▸ TASK REQUIREMENTS
Rewrite the full material exactly; no line may be skipped.

▸ DATA

━━━━━━━━━━━━━━━━━━━━

PR #1071, opened 2022-08-09
Msatp latest

AmitHaim1:
Add support for x-ibm-finding, x-ibm-ttp-tagging.
Add the ability to query directly from Alerts table, according to basic fields, and then query the appropriate events in
order to extend the results.


mdazam1942:
@AmitHaim1 PR branch is outdated, you need to update your fork and then create a new PR with your changes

━━━━━━━━━━━━━━━━━━━━

▸ TASK OUTPUT
PR #1071, opened 2022-08-09
Msatp latest

AmitHaim1:
Add support for x-ibm-finding, x-ibm-ttp-tagging.
Add the ability to query directly from Alerts table, according to basic fields, and then query the appropriate events in
order to extend the results.


mdazam1942:
@AmitHaim1 PR branch is outdated, you need to update your fork and then create a new PR with your changes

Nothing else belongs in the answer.